I read an Asimov article where he would get this a lot. His usual response was “How about* I *give *you *an idea, *you *write the book, and we share the profits?”
I’m mostly a hardware guy (although I do a lot of embedded controller programming). I was introduced to someone who had an idea he wanted help with. It was a special purpose PDA-type device which was designed to track baseball stats when the user was at the game (I had no idea that was a ‘thing’). I listened carefully to what he wanted to do, and then I started to ask him questions, like what kind of display he wanted. He told me he wanted a VGA (or better) resolution touchscreen. I asked him how much this device was going to sell for (retail) and he said $20. I think I actually laughed at him. This was years before smartphones were ubiquitous, and at that time, the display alone was at least $50-$75 in production quantities (millions). I told him that I didn’t think it could be made for less than $100, and he got mad at me.

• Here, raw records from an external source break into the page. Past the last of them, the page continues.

PR #268, opened 2021-05-27
Fix: Typography dashes substitution in Android

loremattei:
The Android linter includes some typography checks and, in particular, it checks for the use of en-dashes in numeric ranges (see `Typography Dashes` [here](http://tools.android.com/tips/lint-checks)).

This rule is not always applied by translators with the result that the build fails because of the related error raised by the linter. 
The old bash script that was used to download the translations had a check for this case and some logic to substitute the dash on the fly during the download, but a similar behaviour hasn't been implemented in the new Ruby script. 

This PR fixes the issue by implementing the substitution logic. The detection code follows the implementation in the Android linter (see `mCheckDashes` https://android.googlesource.com/platform/tools/base/+/master/lint/libs/lint-checks/src/main/java/com/android/tools/lint/checks/TypographyDetector.java#262).

## To Test
1. Verify CI is green.
2. The following step can be performed on any client, though I'm using WPAndroid as a reference to make things clearer: 
2.a Checkout a new branch from `develop`.
2.b [Optional] Edit `Fastfile` to add `skip_commit: true` [here](https://github.com/wordpress-mobile/WordPress-Android/blob/a6fad4f9869d221b51ddcc643761b88aaba65458/fastlane/Fastfile#L679) to avoid unintentional commits. 
2.c Run `bundle exec fastlane download_translations`.
2.d Verify that the lane fails because of the `TypographyDashes` error from the linter (it does as of today because some strings on GlotPress contains the wrong dash).
2.e [Optional]You may want to commit the state of the branch now, to make it easier to spot the differences after the fix.
2.f Update `Pluginfile` to use the HEAD commit of this branch. 
2.g Run `bundle exec fastlane download_translations` again.
2.h Verify that the lane succeeds.
2.i Verify that the only diff is related to the en-dash in numeric range.


spec/android_localize_helper_spec.rb
```diff
@@ -117,12 +117,52 @@ def generated_file(code)
...
+          include_examples 'en-dash substitutions', "/resources/string[@name='threat_fix_description']", '0-1', '0-1', '0–1'
+          include_examples 'en-dash substitutions', "/resources/string[@name='threat_fix_description_large']", '0 - 1', '0 - 1', '0 – 1'
+
+          # en-dash: don't substitute negative numbers
+          include_examples 'en-dash substitutions', "/resources/string[@name='field_allowed_values']", '1 -1 -2', '1 –1 –2', '1 -1 -2'
+
+          # en-dash: don't substitute checklists
+          include_examples 'en-dash substitutions', "/resources/string[@name='checklist_one']", '- 1.', '– 1.', '- 1.'
+          include_examples 'en-dash substitutions', "/resources/string[@name='checklist_two']", '- o', '– o', '- o'
         end
```
loremattei, line 166: There may be a lot more cases which can be tested, but I think these are the most relevant ones.

spec/test-data/translations/glotpress-download/expected/values/strings.xml
```diff
@@ -45,6 +45,29 @@
...
+        <item>To specify a range, enter the low value and high value separated by a dash. Example: 12.12.12.1–12.12.12.100</item>
+    </string-array>
+    <string name="threat_fix_description_large">Pricing ranges from $70 – 120/hour</string>
+    <string-array name="settings_jetpackdescription_large">
+        <item>You may mark an IP address (or series of addresses) as \"Always allowed\"</item>
+        <item>preventing them from ever being blocked by Jetpack. IPv4 and IPv6 are acceptable.</item>
+        <item>To specify a range, enter the low value and high value separated by a dash. Example: 12.12.12.1 – 12.12.12.100</item>
+    </string-array>
+    <string name="field_allowed_values">The field can assume these values: 4 3 2 1 -1 -2</string>
+    <string-array name="settings_number_series">
```
loremattei, line 63: I think all the previous strings in these files are strings which are actually used in some apps, but I haven't find good fits for some cases that I wanted to test, so I went with synthetic ones.

lib/fastlane/plugin/wpmreleasetoolkit/helper/android/android_localize_helper.rb
```diff
@@ -299,6 +299,29 @@ def self.merge_xml_documents(all_xmls)
         #
         def self.apply_substitutions(tag)
           tag.content = tag.content.gsub('...', '…')
+
+          # Typography en-dash
+          if tag.content.include?('-')
+            matcher = tag.content.match(/.*(\d+\s*)-(\s*\d+).*/)
```
AliSoftware: `.match` will only match one occurrence even if the `tag.content` contains multiple ranges. Since the regex is not anchored (`^` and `$`) and also bc you used `.*` around the regex, this will greedily eat as much as it can via the first `.*` and return the _last_ range found in the string.

For example, notice how this only reports a single `MatchData`, and the single match found is for `3-4`, missing `1-2` entirely

```ruby
pry(main)> 'abcd 1-2 def 3-4 ghi'.match(/.*(\d+\s*)-(\s*\d+).*/)
=> #<MatchData "abcd 1-2 def 3-4 ghi" 1:"3" 2:"4">
```

lib/fastlane/plugin/wpmreleasetoolkit/helper/android/android_localize_helper.rb
```diff
@@ -299,6 +299,29 @@ def self.merge_xml_documents(all_xmls)
...
+            index = 1
+            while index < matcher.length do
+              # Make sure that if there is no space before digit there isn't
+              # one on the left either -- since we don't want to consider
+              # "1 2 -3" as a range from 2 to 3
+              isNegativeNumber = (matcher[index + 1][0] != ' ') && (matcher[index][matcher[index].length - 1] == ' ')
```
AliSoftware: ruby supports negative indexes, so `some_string[-1]` returns the last character already (and `some_string[-2]` the one before that, etc). No need to use `.length` to do the math yourself.

lib/fastlane/plugin/wpmreleasetoolkit/helper/android/android_localize_helper.rb
```diff
@@ -299,6 +299,29 @@ def self.merge_xml_documents(all_xmls)
...
+              puts "Original: #{tag.content} - #{isNegativeNumber}"
+              tag.content = tag.content.gsub(
+                "#{matcher[index]}-#{matcher[index + 1]}",
+                "#{matcher[index]}\u2013#{matcher[index + 1]}"
+                ) unless isNegativeNumber
+              puts "Updated: #{tag.content}"
+
+              index = index + 2
+            end unless matcher.nil?
+          end
```
AliSoftware: Here `matcher.length` does not do what you think it does.
Instead `matcher` is a `MatchData` (the **first and only** match that `.match` returned in previous line) and `matcher.length` contains the number of capture groups. So on the string `'abc 1-2 def'`, `matcher[0]` is always the whole matched string, and `matcher[1]` is the `"1"` while `matcher[2]` is the `"2"` – because those are the substrings captured by the parentheses in your regex.

I think all this could be replaced by either using `scan` (to return all occurrences found using a regex instead of the first one like with `.match`), or looking at ruby doc to see if there is not a variant of `.match` that would return all the matches not the first one.

Another, maybe better, way shorter, and more elegant solution would be to use the block variant of `gsub`. Not tested but I think a code like this one could be enough to replace you whole `while` loop:

```ruby
tag.content.gsub(/(\d+\s*)-(\s*\d+)/) do |str|
  match = Regexp.last_match # of type `MatchData`. match[0] == str == whole match, match[1] = 1st capture group (left part of the range), match[2] = second capture group (right part of the range)
  isNegativeNumber = match[2][0] != ' ' && match[1][-1] == ' ' # if right part of range does not start with a space (e.g. `-3`), but left part of range does end with space, it's not a range after all but more likely a list containing negative numbers in it (e.g. `2 -3`)
  isNegativeNumber ? str : "#{match[1]}\u2013#{match[2]}"
end
```

spec/android_localize_helper_spec.rb
```diff
@@ -117,12 +117,52 @@ def generated_file(code)
...
+            end
+          end
+        end
+
         context 'with //string tags' do
-          include_examples 'substitutions', "/resources/string[@name='shipping_label_payments_saving_dialog_message']"
+          include_examples 'ellipsis substitutions', "/resources/string[@name='shipping_label_payments_saving_dialog_message']"
+
+          # en-dash: substitute ranges
+          include_examples 'en-dash substitutions', "/resources/string[@name='threat_fix_description']", '0-1', '0-1', '0–1'
```
AliSoftware: the `shared_examples 'en-dash substitutions'` seems to take 4 parameters, but here you pass 5?

spec/android_localize_helper_spec.rb
AliSoftware: I think it's worth adding cases where:
 - we have multiple ranges in a single string (e.g. `abc 1-2 def 3-4 ghi $5-$6 jkl'`)
 - we have ranges that are not just numbers, but numbers with currency symbols too (e.g. `$70-$120` – which is the case that we stubbled upon in WP iinm – and `70€-120€`)

spec/test-data/translations/glotpress-download/expected/values-fr/strings.xml
```diff
@@ -30,4 +30,27 @@ Language: fr
...
+    <string-array name="settings_jetpackdescription">
+        <item>Vous pouvez marquer une adresse IP (ou une série d’adresses IP) comme « Toujours autorisé »</item>
+        <item>pour empêcher leur blocage par Jetpack. IPv4 et IPv6 sont acceptables.</item>
+        <item>Pour spécifier une plage, entrez la valeur basse et la valeur haute en les séparant par un tiret. Exemple : 12.12.12.0–12.12.12.100</item>
+    </string-array>
+    <string name="threat_fix_description_large">Les prix vont de 70 – 120 $ par heure</string>
+    <string-array name="settings_jetpackdescription_large">
+        <item>Vous pouvez marquer une adresse IP (ou une série d’adresses IP) comme « Toujours autorisé »</item>
+        <item>pour empêcher leur blocage par Jetpack. IPv4 et IPv6 sont acceptables.</item>
+        <item>Pour spécifier une plage, entrez la valeur basse et la valeur haute en les séparant par un tiret. Exemple : 12.12.12.0 – 12.12.12.100</item>
```
AliSoftware, line 43: 👌  nice case having an example with IP address ranges 👍

spec/test-data/translations/glotpress-download/expected/values/strings.xml
```diff
@@ -45,6 +45,29 @@
...
-    
+
     <string name="shipping_label_payments_cant_edit_warning">Only the site owner can manage the shipping label payment methods. Please contact Store Owner %1$s (%2$s) to manage payment methods.</string>
+    <string name="threat_fix_description">Pricing ranges from $70–120/hour</string>
+    <string-array name="settings_jetpackdescription">
+        <item>You may mark an IP address (or series of addresses) as \"Always allowed\"</item>
+        <item>preventing them from ever being blocked by Jetpack. IPv4 and IPv6 are acceptable.</item>
+        <item>To specify a range, enter the low value and high value separated by a dash. Example: 12.12.12.1–12.12.12.100</item>
+    </string-array>
+    <string name="threat_fix_description_large">Pricing ranges from $70 – 120/hour</string>
```
AliSoftware, line 56: What about if the string is `$70 - $120` instead of `$70 - 120`? worth adding a test case for that imho

spec/test-data/translations/glotpress-download/expected/values/strings.xml
```diff
@@ -45,6 +45,29 @@
...
+    <string-array name="settings_number_series">
+        <item>The field can assume these values: 4 3 2 1 -1 -2</item>
+        <item>Please select your choice</item>
+    </string-array>
+    <string name="checklist_one"> - 1. First point</string>
+    <string name="checklist_two"> - o Two. Second point</string>
+    <string-array name="checklist_array">
+        <item> - 1. First point</item>
+        <item> - o Two. Second point</item>
+    </string-array>
```
AliSoftware, line 72: Nice to have thought about the use cases of checklists 👍

AliSoftware (changes requested):

lib/fastlane/plugin/wpmreleasetoolkit/helper/android/android_localize_helper.rb
loremattei: Ah! Good catch! It only works when there's one dash in the string.

lib/fastlane/plugin/wpmreleasetoolkit/helper/android/android_localize_helper.rb
loremattei: TIL! Cool!

lib/fastlane/plugin/wpmreleasetoolkit/helper/android/android_localize_helper.rb
loremattei: > Instead matcher is a MatchData (the first and only match that .match returned in previous line) and matcher.length contains the number of capture groups. So on the string 'abc 1-2 def', matcher[0] is always the whole matched string, and matcher[1] is the "1" while matcher[2] is the "2" – because those are the substrings captured by the parentheses in your regex.

Yep, this is exactly what I expected 🤔 👍

I love your shorter and more elegant solution, but unluckily it doesn't work. I think that it doesn't catch the last dash in the string, so it basically always fails when there's only one dash (probably the most frequent case).

spec/android_localize_helper_spec.rb
loremattei: Sorry, I don't understand 🤔 Are you sure?

AliSoftware: Or right, sorry, I counted the name of the example (`en-dash substitutions`) as if it was one of the parameters passed to `|xpath, fixture_block, gp_block, final_block|` param list 🤦  nvm

AliSoftware: Though, it looks (at least from GitHub) that the last 3 parameters always have the same value each… Is that because from GitHub (and the font they use) the difference between a hyphen and an em-dash is not super visible? If so, would it make sense to use `\u2013` in the parameters that use an em-dash in those examples, to make those test cases more readable?

e.g. something like this (untested)?
```
include_examples 'en-dash substitutions', "/resources/string[@name='threat_fix_description']", '0-1', '0-1', "0\u{2013}1"
```

lib/fastlane/plugin/wpmreleasetoolkit/helper/android/android_localize_helper.rb
loremattei: Sorry, I was wrong. The problem was with the assignment. I thought `gsub!` would do the substitutions in the original `tag.content`, though it doesn't seem to be the case.

AliSoftware: > Yep, this is exactly what I expected 🤔 👍

Ah? Then it seems a bit confusing because you start your look with `index = 1` on line 306 and then, given the Regexp you use, `MatchData#length` will always be 2 (number of capture groups), so basically your loop is reading `while index < 2` with an index starting at 1, meaning it will only ever loop once… so not sure I see what the intent was for the loop to be there then 😅 

> but unluckily it doesn't work. I think that it doesn't catch the last dash in the string, so it basically always fails when there's only one dash

Are you sure? I tested it with `pry`/`irb` and it worked as expected. (In the below example I've replaced `\u2013` with `…` during my test to make it more visible/readable when a substitution occurred, because a hyphen and an em dash can look pretty similar in the terminal and making it harder to see, but the logic still applies)

```
$ pry

[1] pry(main)> def checksubst(tag_content)
[1] pry(main)*   tag_content.gsub(/(\d+\s*)-(\s*\d+)/) do |str|
[1] pry(main)*     match = Regexp.last_match
[1] pry(main)*     isNegativeNumber = match[2][0] != ' ' && match[1][-1] == ' '
[1] pry(main)*     isNegativeNumber ? str : "#{match[1]}…#{match[2]}"
[1] pry(main)*   end  
[1] pry(main)* end  
=> :checksubst
[2] pry(main)> checksubst('Hello world')
=> "Hello world"
[3] pry(main)> checksubst('Hello 1-2 world')
=> "Hello 1…2 world"
[4] pry(main)> checksubst('Hello 1-2')
=> "Hello 1…2"
[5] pry(main)> checksubst('Price is $70-120')
=> "Price is $70…120"
[6] pry(main)> checksubst('Values can be 0 -1 -2')
=> "Values can be 0 -1 -2"
```
So seems to match even cases with one range, and even if that range is at the end…?

loremattei: Yep, see my previous comment :-)

AliSoftware: Ah, right! 👌 
So `tag.content = tag.content.gsub(…)` should work then :)

loremattei: Yes, it works. But isn't `gsub!` supposed to substitute in the original variable? 🤔

AliSoftware: Yep, it should indeed 🧐  not sure why it doesn't 🤔

spec/test-data/translations/glotpress-download/expected/values-fr/strings.xml
AliSoftware: 🤯  I just realized that this specific string might be a case where, even if the em-dash would indeed be the correct one to use typographically speaking, and the right replacement to do here according to the linter blind rules… for a case like this, **the original intent of using a hyphen might be intentional** here.

This string basically says: `"To specify a range, enter a low value and high value by separating them with a hyphen. Example: 12.12.12.0 - 12.12.12.100"`.

 * The instructions that this string gives to the user explicitly uses "un tiret" (a hyphen) and not "an em-dash" in their copy/wording
 * This looks like some help text for an input field, and the user is likely expected to use a simple hyphen (especially when typing from their phone when most people don't know how to type an em-dash from their Android or iOS keyboard) when filling that input field – value that is probably then sent to a server, which might itself not accept values with em-dash instead of hyphens when parsing the IP range…)
 * If that's the case, that might also be even more confusing for the user if they try to copy/paste the example range provided (which uses an em-dash after our substitution) and have that example be rejected by the server response expecting a hyphen… 😓 

All that to say: should we introduce an attribute like `typography_autofix='false'` that could be set on `<item>` and `<string>` (like we have for `translatable='false'` and friends) to allow developer to opt out of this automatic substitutions for the strings for which it might cause trouble?

_We could then  `return if tag['typography_autofix'] == 'true'` at the start of `apply_substitutions` to exit early, and add that `typography_autofix` attribute to the `attributes_to_copy` list so it gets reported to translations downloaded from GlotPress when present on the original XML._

Not sure then how to tell the Android Linter to ignore the typography rule on that particular entry when linting though? 🤔

spec/android_localize_helper_spec.rb
```diff
@@ -117,12 +117,66 @@ def generated_file(code)
...
+              expect(gp_node.content).to include(fixture_block)
+            end
+          end
+
+          TEST_LOCALES_MAP.each do |h|
+            it "has the text substituted in #{h[:android]}" do
+              final_xml = File.open(generated_file(h[:android])) { |f| Nokogiri::XML(f, nil, Encoding::UTF_8.to_s) }
+              final_node = final_xml.xpath(xpath).first
+              if gp_block.is_a?(Array)
+                gp_block.each_with_index do | gp_val, index |
```
loremattei: Ideally, we should check that both gp_block and final_block are arrays and they have the same size... but since we can only fail in any case, I opted to keep it simple.

spec/android_localize_helper_spec.rb
loremattei: I added a test case for the first situation. 
I don't think the second one works at all with the current regex and since it's the same rule used by the linter, I'd opt to ship this version and iterate in the future if the need will arise.

spec/test-data/translations/glotpress-download/expected/values-fr/strings.xml
loremattei: Yep, good point. Since the Android linter doesn't cover this case though, I think we can live with this version and iterate in the future if required. 
I mean, while your suggestion about the attribute is good and, on the linter side, we could add the strings to the baseline (though, IIRC, this should be done for every language, so it's not a great solution), it's pretty easy to get side tracked and end up doing something very complex :-) For example: then, how do we handle the case where there are two ranges in a string and only one should be substituted? 😅

loremattei:
@AliSoftware this should be ready for another pass! 🙇‍♂️

AliSoftware (approved):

Well, to be fair, production companies will buy treatments. Sometimes that’s all they want, because they have a specific writer in mind whom they’ve worked with before & think said writer is a better investment than the unknown standing in front of them.
I’d think nothing of someone pitching a movie without a full script. In fact, I’d say they’re smart to not waste their time on something that the producer may not even want to see.
Except that the ground floor of Netflix was in 1997, five years before, and wouldn’t move into video streaming for another five years, 2007, and Hulu also wasn’t announced until 2006 and didn’t form until 2007. While the estimate for movie rights was insanely high, the $10-15 billion for network infrastucture was low - there just wasn’t that kind of bandwidth available in most places, and trying to get 2007 speeds in 2002 would not be cheap. Hulu was valued at around $1 billion in 2007 and Neflix was also similarly large, so the friend would probably need that kind of capital to do a streaming movie business, which isn’t likely if he’s doing a ‘friends and relatives’ business investment.
So no, Wolfman’s friend was half a decade too late to get in on the ground floor of Netflix, and half a decade too early for the streaming game to start.